Create a template that uses defined filters.

#jinja2: lstrip_blocks: True
# Licensed to the Apache Software Foundation (ASF) under one
# or more contributor license agreements.  See the NOTICE file
# distributed with this work for additional information
# regarding copyright ownership.  The ASF licenses this file
# to you under the Apache License, Version 2.0 (the
# "License"); you may not use this file except in compliance
# with the License.  You may obtain a copy of the License at
#
#  http://www.apache.org/licenses/LICENSE-2.0
#
# Unless required by applicable law or agreed to in writing,
# software distributed under the License is distributed on an
# "AS IS" BASIS, WITHOUT WARRANTIES OR CONDITIONS OF ANY
# KIND, either express or implied.  See the License for the
# specific language governing permissions and limitations
# under the License.


# The configuration file needs to define the sources,
# the channels and the sinks.
# Sources, channels and sinks are defined per agent,
# in this case called 'agent'

{% set flume_agents = flume_config | flume_agents %}
{% for agent in flume_agents %}
{{ agent }}.sources = {{ flume_config | flume_sources(agent) | join(" ") }}
{{ agent }}.channels = {{ flume_config | flume_channels(agent) | join(" ") }}
{{ agent }}.sinks = {{ flume_config | flume_sinks(agent) | join(" ") }}
{% endfor %}

{% for agent in flume_agents %}
  {% set configuration = flume_config | flume_configuration(agent) %}
  {% for key in configuration %}
    {{- agent }}.{{ key }} = {{ configuration[key] }}
  {% endfor %}
{% endfor %}

Execute playbook to generate configuration template.

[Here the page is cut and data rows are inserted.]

PR #2190, opened 2023-10-19
use improved notification system for all notification types

biosfood:
## Description
Refresh the notification counts when marking a report or application as done as well.

Also prevent unneccesary refetching of unchanged notification counts (don't need to refetch reports when marking a PM as read)

### DIFF
--- a/src/shared/components/person/inbox.tsx
+++ b/src/shared/components/person/inbox.tsx
@@ -795,7 +795,7 @@ export class Inbox extends Component<any, InboxState> {
         limit,
       }),
     });
-    UnreadCounterService.Instance.updatePrivateMessages();
+    UnreadCounterService.Instance.updateInboxCounts();
   }
 
   async handleSortChange(val: CommentSortType) {
--- a/src/shared/components/person/inbox.tsx
+++ b/src/shared/components/person/inbox.tsx
@@ -795,7 +795,7 @@ export class Inbox extends Component<any, InboxState> {
         limit,
       }),
     });
-    UnreadCounterService.Instance.update();
+    UnreadCounterService.Instance.updatePrivateMessages();
   }
 
   async handleSortChange(val: CommentSortType) {
--- a/src/shared/components/person/reports.tsx
+++ b/src/shared/components/person/reports.tsx
@@ -46,6 +46,7 @@ import { Spinner } from "../common/icon";
 import { Paginator } from "../common/paginator";
 import { PostReport } from "../post/post-report";
 import { PrivateMessageReport } from "../private_message/private-message-report";
+import { UnreadCounterService } from "../../services";
 
 enum UnreadOrAll {
   Unread,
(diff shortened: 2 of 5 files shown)


src/shared/services/UnreadCounterService.ts
```diff
@@ -32,27 +32,36 @@ export class UnreadCounterService {
...
-      this.unreadPrivateMessages = unreadCountRes.data.private_messages;
-      this.unreadReplies = unreadCountRes.data.replies;
-      this.unreadMentions = unreadCountRes.data.mentions;
-      this.unreadInboxCountSubject.next(
-        this.unreadPrivateMessages + this.unreadReplies + this.unreadMentions,
-      );
+    return true;
+  }
+
+  public updatePrivateMessages = async () => {
```
dessalines, line 49: Change all these to async functions rather than closures if you would.

src/shared/components/person/inbox.tsx
```diff
@@ -795,7 +795,7 @@ export class Inbox extends Component<any, InboxState> {
         limit,
       }),
     });
-    UnreadCounterService.Instance.update();
+    UnreadCounterService.Instance.updatePrivateMessages();
```
dessalines, line 798: Why only update private messages here?

src/shared/components/person/reports.tsx
```diff
@@ -610,16 +611,28 @@ export class Reports extends Component<any, ReportsState> {
   async handleResolveCommentReport(form: ResolveCommentReport) {
     const res = await HttpService.client.resolveCommentReport(form);
     this.findAndUpdateCommentReport(res);
+    if (this.state.unreadOrAll === UnreadOrAll.Unread) {
+      this.refetch();
```
dessalines, line 615: Wouldn't this need to await?

src/shared/components/person/reports.tsx
```diff
@@ -610,16 +611,28 @@ export class Reports extends Component<any, ReportsState> {
...
+      UnreadCounterService.Instance.updateReports();
+    }
   }
 
   async handleResolvePostReport(form: ResolvePostReport) {
     const res = await HttpService.client.resolvePostReport(form);
     this.findAndUpdatePostReport(res);
+    if (this.state.unreadOrAll === UnreadOrAll.Unread) {
+      this.refetch();
```
dessalines, line 624: Same

src/shared/components/person/reports.tsx
biosfood: I see no problem in refetching and rendering the reports at the same time as the unread counts are refreshed. The resolveComment call has already awaited so the data will be fresh for both calls and the UnreadCounterService will sooner be refreshed and doesn't need to wait for the rest of the UI to update

src/shared/components/person/inbox.tsx
biosfood: Only "private messages" (the counts of which are returned by the UnreadCounts API call) are displayed in the inbox so I can be certain that the function wasn't called because for instance a report was dismissed. Might be a bad name but the "updatePrivateMessages" function will update the counts for PMs, mentions and replies for the number next to the inbox button.

Would "updateInboxCounts" (doing the same thing) be better?

dessalines: Yes please change that name, private messages are only one of the three types of unreads for normal users.

Maybe `updatePersonUnreads`

src/shared/components/person/reports.tsx
dessalines: Ah okay.

src/shared/services/UnreadCounterService.ts
```diff
@@ -75,6 +87,12 @@ export class UnreadCounterService {
         );
       }
     }
+  }
+
+  public updateAll = async () => {
```
dessalines, line 92: This one also.

biosfood: This still needs to be a closure so it can be properly used in `poll(this.updateAll, updateUnreadCountsInterval);`.

SleeplessOne1917: You could bind it in the constructor.

dessalines: Ah okay. That's fine then.

dessalines (approved):

SleeplessOne1917 (approved):

PR #2199, opened 2023-10-23
Make 2FA input play nicer with phone keyboards

SleeplessOne1917:
While the 2FA modal doesn't seem as fancy with 1 text input as opposed to 6 small text inputs, this should prevent the janky behavior with phone keyboards.


dessalines (approved):
👍

PR #2200, opened 2023-10-25
Fixed markdown parsing error particularly with the spoiler tag.

jgrim:
## Description
The sidebar will fail to render when a spoiler tag is used. This fixes the markdown parsing to no longer crash the front-end.


SleeplessOne1917:
Thanks!

PR #2208, opened 2023-10-31
Use `auth` cookie set by backend instead of `jwt` (fixes #2193)

### LINKED ISSUE #2193: [Bug] Logging in displays: auth_cookie_insecure
### Requirements

### Summary

In Lemmy 0.19.0-beta.8 when you sign in for the first time, it works fine. But as soon as you logout and try to signin for a second time, it displays the message:

`auth_cookie_insecure`

This error does not go away until you clear your cache/cookies. 

As a workaround I always need to use an incognito tab now.

### Steps to Reproduce

1. Sign in
2. Sign out
3. Try to sign in
4. auth_cookie_insecure error

### Technical Details

Samsung Internet browser on Android. But also with Edge on Win11.

### Lemmy Instance Version

0.19.0-beta.8

### Lemmy Instance URL

_No response_

Nutomic:
I think #2193 happens because lemmy-ui still uses the `jwt` cookie while the backend automatically sets `auth` on login. So by switching lemmy-ui to the same cookie it should prevent the login error. Unfortunately I cant reproduce the problem locally so Im not certain.

Requires https://github.com/LemmyNet/lemmy-js-client/pull/208


dessalines:
You can use `yalc publish --push` to test lemmy-js-client changes locally, but I'll test this now.

Nutomic:
Im not setting any path, seems like the library or browser is doing it automatically. Should I change it to a different one?

Btw if there is an existing `jwt` cookie, lemmy-ui should change that to `auth` (with secure and httponly) so that users dont get logged out when their instance is upgraded. But not sure how to implement that.

dessalines:
I've got this accounted for in #2210 

Unfortunately we still have to use the manual set method for various reasons:

- The cookie from the server is a short-term session one, so we'd have to manually overwrite it anyway
- Tons of domain name problems with development if we try to read or set that cookie from the response headers, rather than the LoginResponse JSON.

Nutomic:
We could also change the cookie that the backend sets.

dessalines:
I think session cookies are intened to expire right after you close that tab / app. But its probably better for clients / apps to decide their own expirations anyway, and if we do have any expiration, have it built into the JWT.

Nutomic:
I didnt know that there are so many different options for cookies. Should we get rid of the code that sets cookies in backend then?

dessalines:
Tough call... I'd bring it up in one of the dev matrix chats. I do think it'd be much simpler tho to only support the Authorization Bearer header.

Nutomic:
I would still read the cookie for request auth besides the header, but only if it was explicitly set by the client.

PR #2220, opened 2023-11-14
Fix back button from posts going back twice instead of once

SleeplessOne1917:
## Description
Does as the title says. I'm unsure if there's already an issue that exists for this.


dessalines (approved):
Works much better, thx.

PR #2223, opened 2023-11-15
Settings Import/export

SleeplessOne1917:
## Description
Adds UI for the import and export settings feature.

## Screenshots
Screenshot_20231115_143442

### Loading state:

https://github.com/LemmyNet/lemmy-ui/assets/28871516/2fcdee1a-b1a1-48ad-845e-07036b2ca9cf

### DIFF
--- a/src/shared/components/person/settings.tsx
+++ b/src/shared/components/person/settings.tsx
@@ -257,6 +257,7 @@ export class Settings extends Component<any, SettingsState> {
           show_read_posts,
           send_notifications_to_email,
           email,
+          open_links_in_new_tab,
         },
         person: {
           avatar,
@@ -294,6 +295,7 @@ export class Settings extends Component<any, SettingsState> {
           bio,
           send_notifications_to_email,
           matrix_user_id,
+          open_links_in_new_tab,
         },
       };
     }
@@ -641,6 +643,7 @@ export class Settings extends Component<any, SettingsState> {
                 className="btn btn-secondary w-100 mt-3"
                 onClick={linkEvent(this, this.handleImportSettings)}
                 type="button"
+                disabled={!this.state.settingsFile}
               >
                 Import
               </button>
@@ -648,11 +651,13 @@ export class Settings extends Component<any, SettingsState> {
           </>
         ) : (
           <div>
-            {this.state.importOrExportLoading === "exporting"
-              ? "Exporting"
-              : "Importing"}
-            <LoadingEllipses />
-            <Spinner />
+            <div className="text-center">
+              {this.state.importOrExportLoading === "exporting"
+                ? "Exporting"
+                : "Importing"}
+              <LoadingEllipses />
+            </div>
+            <Spinner large />
           </div>
         )}
       </>
@@ -1160,6 +1165,7 @@ export class Settings extends Component<any, SettingsState> {
       this.setState({ show2faModal: false });
 
       const siteRes = await HttpService.client.getSite();
+
       UserService.Instance.myUserInfo!.local_user_view.local_user.totp_2fa_enabled =
         enabled;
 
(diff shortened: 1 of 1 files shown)


src/shared/components/person/settings.tsx
```diff
@@ -332,8 +340,18 @@ export class Settings extends Component<any, SettingsState> {
   }
 
   render() {
+    /* eslint-disable jsx-a11y/anchor-has-content, jsx-a11y/anchor-is-valid */
     return (
       <div className="person-settings container-lg">
+        <a
+          ref={this.exportSettingsLink}
+          download={`lemmy-settings-${UserService.Instance.myUserInfo?.local_user_view.person.name}.json`}
```
SleeplessOne1917, line 348: Please suggest a better default file name if you have one.

src/shared/components/person/settings.tsx
```diff
@@ -595,6 +617,53 @@ export class Settings extends Component<any, SettingsState> {
     );
   }
 
+  importExport() {
+    return (
+      <>
+        <h2 className="h5">Import/Export</h2>
+        <p>Import and export your account settings as JSON.</p>
```
dessalines, line 624: i18n all these strings.

src/shared/components/person/settings.tsx
dessalines: Looking at another backup program, I'd say do something like:

`lemmy_user_settings.${(new Date()).toISOString().replace('/:/g','').replace('/-/g','')}.json`

So it'll look like `lemmy_user_settings.20231119T000Z.json`

Removing colons and dashes are good to make iso8601 date strings file-system safe everywhere. Might be good to extract that to its own function too.

src/shared/components/person/settings.tsx
```diff
@@ -332,8 +340,18 @@ export class Settings extends Component<any, SettingsState> {
...
 
   render() {
+    /* eslint-disable jsx-a11y/anchor-has-content, jsx-a11y/anchor-is-valid */
     return (
       <div className="person-settings container-lg">
+        <a
+          ref={this.exportSettingsLink}
+          download={`lemmy-settings-${UserService.Instance.myUserInfo?.local_user_view.person.name}.json`}
+          style={{
+            display: "none",
```
dessalines, line 350: boostrap class `d-none`

src/shared/components/person/settings.tsx
```diff
@@ -1474,6 +1544,120 @@ export class Settings extends Component<any, SettingsState> {
...
+
+  async handleImportSettings(i: Settings) {
+    i.setState({ importOrExportLoading: "importing" });
+
+    const res = await HttpService.client.importSettings(
+      JSON.parse(await i.state.settingsFile!.text()),
+    );
+
+    if (res.state === "success") {
+      toast("Settings successfully imported!", "success");
```
dessalines, line 1580: Its probably a good idea to just reload the page a few seconds after the successful import, rather than doing this below. Its a pretty rare operation anyway. If this works below tho, its pry fine.

src/shared/components/person/settings.tsx
```diff
@@ -119,6 +120,8 @@ interface SettingsState {
   searchInstanceOptions: Choice[];
   isIsomorphic: boolean;
   show2faModal: boolean;
+  importOrExportLoading: "importing" | "exporting" | null;
```
dessalines, line 123: Why not have this as an `importAccountRes` and `exportAccountRes` like the other calls above, which already has a loading state. Seems more consistent.

src/shared/components/person/settings.tsx
SleeplessOne1917: Of course. Just want to make sure the text works in context before creating a PR for the translations.

src/shared/components/person/settings.tsx
SleeplessOne1917: Using a response object is somewhat awkward here as the import and export responses don't have types in the js client.

dessalines: `RequestState<any>` still has the loading and success states, no need to make custom ones then.

dessalines (approved):
Looks good, thx.

PR #2228, opened 2023-11-22
Adding creator_is_admin and creator_is_mod, removing pointless functions

dessalines:
## Description

Adds the new `creator_is_moderator` and `creator_is_admin` properties. Removes some pointless functions.

One other unfortunate thing: I still need to fill the list of moderators and admins into each post and comment listing. This is because the `canMod` functions still need the hierarchies of admins then mods, to make sure you can't do actions on mods / admins above you. Just knowing the creator is a moderator is unfortunately not enough info to know if you can do actions on them.

### DIFF
--- a/src/shared/utils/roles/am-mod.ts
+++ b/src/shared/utils/roles/am-mod.ts
@@ -1,10 +1,11 @@
-import { isMod } from "@utils/roles";
-import { CommunityModeratorView } from "lemmy-js-client";
+import { CommunityId } from "lemmy-js-client";
 import { UserService } from "../../services";
 
 export default function amMod(
-  mods?: CommunityModeratorView[],
+  communityId: CommunityId,
   myUserInfo = UserService.Instance.myUserInfo,
 ): boolean {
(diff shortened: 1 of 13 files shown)


src/shared/utils/roles/am-mod.ts
```diff
@@ -1,10 +1,11 @@
...
 import { UserService } from "../../services";
 
 export default function amMod(
-  mods?: CommunityModeratorView[],
+  communityId: CommunityId,
   myUserInfo = UserService.Instance.myUserInfo,
 ): boolean {
-  return myUserInfo ? isMod(myUserInfo.local_user_view.person.id, mods) : false;
+  return myUserInfo
+    ? myUserInfo.moderates.map(cmv => cmv.community.id).includes(communityId)
```
dessalines, line 9: Another change is here. Use the communities you moderate from your `myUserInfo`, rather than a list of mods from the `GetCommunityResponse`

dessalines:
@SleeplessOne1917 I know you're working on a refactor. I'll handle any conflicts with main, or just remove my changes here.

Issue #2106, opened 2023-09-01
ARM builds for Docker


kroese:
### Requirements

- [X] This is a feature request and not a bug report. Otherwise, please create a new [bug report](https://github.com/LemmyNet/lemmy-ui/issues/new?assignees=&labels=bug%2Ctriage&projects=&template=BUG_REPORT.yml) instead.
- [X] Please [check](https://github.com/LemmyNet/lemmy-ui/issues) to see if this request (or a similar one) already exists.
- [X] It's a single feature. Please don't request multiple features in one issue.

### Describe the feature you'd like

The `lemmy` docker images finally support ARM cpu's since recently, but that is kinda useless as long as the `lemmy-ui` images do not.

So my request is for `lemmy-ui` to support ARM also.

Issue #1566, opened 2023-06-24
lemmy-ui (0.18.0) docker image fails to run on CPUs not supporting SSE4


thomasdouwes:
### Requirements

- [X] This is a bug report, and if not, please post to https://lemmy.ml/c/lemmy_support instead.
- [X] Please [check](https://github.com/LemmyNet/lemmy-ui/issues) to see if this issue already exists.
- [X] It's a single bug. Do not report multiple bugs in one issue.
- [X] It's a frontend issue, not a backend issue; Otherwise please create an issue on the [backend repo](https://github.com/LemmyNet/lemmy) instead.

### Summary

Trying to run the docker lemmy-ui 0.18.0 on a CPU not supporting the SSE4 instruction set such as the intel atom N2800 will fail with Illegal instruction.  
From outside this appears as the container continuously restarting and only printing `Inferno is in development mode.`

### Steps to Reproduce

1. run lemmy-ui:0.18.0 docker container with /bin/sh as entrypoint
2. run node dist/js/server.js
3. node exits with Illegal instruction

### Technical Details

OS: debian 11 (bullseye)
CPU: intel atom N2800
Server: K1 kimsufi from OVH  

The exception is in the function `aom_init_plugin()` of `/app/node_modules/sharp/build/Release/../.././vendor/8.14.2/linuxmusl-x64/lib/libvips-cpp.so.42` and is at `0x00007fa846b7e343 <+339>:   pinsrq $0x1,%rax,%xmm0` from gdb. although I don't think that is too useful.  

I don't really know where this issue should go, It's not caused directly by lemmy-ui but possibly changing the Dockerfile might be the only way to fix this. Or if older CPUs are unsupported then feel free to close this issue.

### Lemmy Instance Version

0.18.0

mikeesto:
This error stems from the sharp library and its dependency on libvips. You would need to use a custom version of libvips to get it to run on that CPU: https://sharp.pixelplumbing.com/install#custom-libvips

No change to the Dockerfile is going to help here

dessalines:
We've had to disable arm builds for lemmy-ui because of a libvips issue issue: https://woodpecker.join-lemmy.org/repos/135/pipeline/8497/3

PR #2235, opened 2023-11-26
Multi-platform Dockerfile

kroese:
## Description

The backend supports ARM now, but that is not very useful as long as the frontend does not.

So this PR lets the frontend Dockerfile be build for ARM64 (and also x86 CPU's missing the SSE4 instruction set).

It is based on the work of [ubergeek77](https://github.com/ubergeek77/), all credits to him.

Fixes: https://github.com/LemmyNet/lemmy-ui/issues/1566
Fixes: https://github.com/LemmyNet/lemmy-ui/issues/2106

It also adds the propers labels, adds a healthcheck to monitor the container, and switches Inferno to production-mode which should increase performance.


Dockerfile
```diff
@@ -1,16 +1,41 @@
+FROM golang as go-builder
```
SleeplessOne1917, line 1: What is golang needed for?

Dockerfile
```diff
@@ -1,16 +1,41 @@
...
 
-ENV npm_config_target_arch=x64
 ENV npm_config_target_platform=linux
 ENV npm_config_target_libc=musl
 
 # Cache deps
 COPY package.json yarn.lock ./
-RUN yarn --production --prefer-offline --pure-lockfile
+
+RUN sed -i 's|"sharp": "^0.32.4"|"sharp": "^0.32.6"|g' package.json
```
SleeplessOne1917, line 36: Should the repo just update to a newer version of `sharp`?

SleeplessOne1917: Made a PR for the dependency upgrade.

dessalines:
Actually I can't because for some reason edits by maintainers aren't being allowed.

dessalines:
Yeah, I think it might just be a checkmark somewhere on the pull request specifically. https://stackoverflow.com/questions/63341296/github-pull-request-allow-edits-by-maintainers#63341866

dessalines:
Question, node-prune the only thing that requires go correct? Because if that's the case I'm in favor of just removing it, since development is dead on it. I'm sure there are better ways to minimize node docker images now.

dessalines:
I fixed some issues. Another build started.

dessalines (approved):

dessalines:
I increased the timeout from 1h to 2h and restarted it. Not sure why these ones take so long, not even the CI for the lemmy back-end docker builds are this slow.

dessalines:
It passed : https://hub.docker.com/layers/dessalines/lemmy-ui/0.19.0-alpha.2/images/sha256-200e55a928dce5b9460f674d584b1124a761d2e700beed8c11d20b7495af76ee?context=explore

Issue #2243, opened 2023-11-28
SSR Broken for most pages


dessalines:
### Requirements

- [X] This is a bug report, and if not, please post to https://lemmy.ml/c/lemmy_support instead.
- [X] Please [check](https://github.com/LemmyNet/lemmy-ui/issues) to see if this issue already exists.
- [X] It's a single bug. Do not report multiple bugs in one issue.
- [X] It's a frontend issue, not a backend issue; Otherwise please create an issue on the [backend repo](https://github.com/LemmyNet/lemmy) instead.

### Summary

Pages such as inbox, reports, are all broken on first load.

Votes appear to be missing when logged in, and reloading the post page, indicating some issue with SSR.

### Steps to Reproduce

1. Vote on a post and some comments in that post
2. Reload post page
3. Votes appear missing

EDIT: oof, this is gonna be a bad one. I can't reproduce it either locally with the lemmy.ml DB backup, or on voyager.

### Technical Details

NA

### Lemmy Instance Version

main

Nutomic:
https://github.com/LemmyNet/lemmy-ui/issues/2244 also seems to be caused by the same issue. In my case its actually showing posts from blocked communities under subscribed after first load.

dessalines:
I put `rc.9` on lemmy.ml , and it didn't work. Half the initial page loads ignore / don't use auth. @SleeplessOne1917 I'll need your help with this one, its a critical bug we've got to fix before releasing.

Nutomic:
It does send `Cookie:jwt=xyz` for the initial load, but `authorization` header is completely missing.

dessalines:
[This line](https://github.com/LemmyNet/lemmy-ui/blob/main/src/server/handlers/catch-all-handler.tsx#L40) does set the authorization, and I've tested it locally as working (but it could have some issues).

The other issue is the mis-named cookie, which could be renamed to `auth`... I'd just thought we didn't need to use that because we prefer the `authorization` header.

$ ansible-playbook playbook.yml 
[WARNING]: provided hosts list is empty, only localhost is available. Note that the implicit localhost does not match ';all';

PLAY [localhost] *********************************************************************************************************************************************

TASK [Gathering Facts] ***************************************************************************************************************************************
ok: [localhost]

TASK [Parse and display configuration template] **************************************************************************************************************
ok: [localhost] => {
    "msg": [
        "# Licensed to the Apache Software Foundation (ASF) under one",
        "# or more contributor license agreements.  See the NOTICE file",
        "# distributed with this work for additional information",
        "# regarding copyright ownership.  The ASF licenses this file",
        "# to you under the Apache License, Version 2.0 (the",
        "# \"License\"); you may not use this file except in compliance",
        "# with the License.  You may obtain a copy of the License at",
        "#",
        "#  http://www.apache.org/licenses/LICENSE-2.0",
        "#",
        "# Unless required by applicable law or agreed to in writing,",
        "# software distributed under the License is distributed on an",
        "# \"AS IS\" BASIS, WITHOUT WARRANTIES OR CONDITIONS OF ANY",
        "# KIND, either express or implied.  See the License for the",
        "# specific language governing permissions and limitations",
        "# under the License.",
        "",
        "",
        "# The configuration file needs to define the sources,",
        "# the channels and the sinks.",
        "# Sources, channels and sinks are defined per agent,",
        "# in this case called ';agent';",
        "",
        "agent.sources = seqGenSrc",
        "agent.channels = memoryChannel",
        "agent.sinks = loggerSink",
        "",
        "agent.sources.seqGenSrc.type = seq",
        "agent.sources.seqGenSrc.channels = memoryChannel",
        "agent.channels.memoryChannel.type = memory",
        "agent.channels.memoryChannel.capacity = 100",
        "agent.sinks.loggerSink.type = logger",
        "agent.sinks.loggerSink.channel = memoryChannel",
        ""
    ]
}

PLAY RECAP ***************************************************************************************************************************************************
localhost                  : ok=2    changed=0    unreachable=0    failed=0    skipped=0    rescued=0    ignored=0   

Additional notes

Code used in this example is available at GitHub milosz/ansible-flume-filter

Play with it as this is simpler than you think.